Triple Attention and Global Reasoning Siamese Networks for Visual Tracking
Shu Ping,Xu Keying,Bao Hua
DOI: https://doi.org/10.1007/s00138-022-01301-1
IF: 2.983
2022-01-01
Machine Vision and Applications
Abstract:As a fundamental problem in computer vision, the aim of object tracking is to capture the accurate information of the given target in the video sequence, with the initial information determined in the first frame. Despite its significant improvement in the past decades, however, they are still facing various challenges, including occlusion, deformation, fast motion, etc. To attain robust performance, a tracking algorithm based on triple attention mechanism and global reasoning model is presented in this work, which is inspired by the progress of the Siamese network recently. First, in order to solve the problem of insufficient feature extraction, a triple attention model is proposed, which consists of three parts: squeeze-and-excitation (SE) block, spatial SE (sSE) block, and channel SE (cSE) block.

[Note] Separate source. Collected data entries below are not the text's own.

PR #2597, opened 2015-04-29
check for AppConfig object and use name attribute to get package

### LINKED ISSUE #2596: auto discover should read `name` attribute from Django AppConfigs
The AppConfig module is not always in the same package as the named app (https://docs.djangoproject.com/en/1.8/ref/applications/#for-application-users), but the `name` attribute is always present in that config object (https://docs.djangoproject.com/en/1.8/ref/applications/#django.apps.AppConfig.name).

The `find_related_module` method should check that attribute.

References #2248

stringfellow:
fixes #2596

### DIFF
--- a/celery/loaders/base.py
+++ b/celery/loaders/base.py
@@ -283,7 +283,20 @@ def find_related_module(package, related_name):
     try:
         importlib.import_module(package)
     except ImportError:
-        package, _, _ = package.rpartition('.')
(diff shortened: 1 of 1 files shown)


stringfellow:
Closed because `autodiscover_tasks` can do this more elegantly:
`app.autodiscover_tasks(lambda: [n.name for n in apps.get_app_configs()]`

Second, to tackle the lack of context information in the tracking procedure, a global reasoning model was added into the template branch and search branch, which will generate two different score maps. As the tracking process continued, these two score maps were summed to construct a regression confidence map with their weight, respectively. Extensive experiments on exited benchmarks including OTB50, OTB100, VOT 2016, VOT2018, GOT-10k, LaSOT, NFS, and TC128 demonstrate that the proposed method achieves competitive results.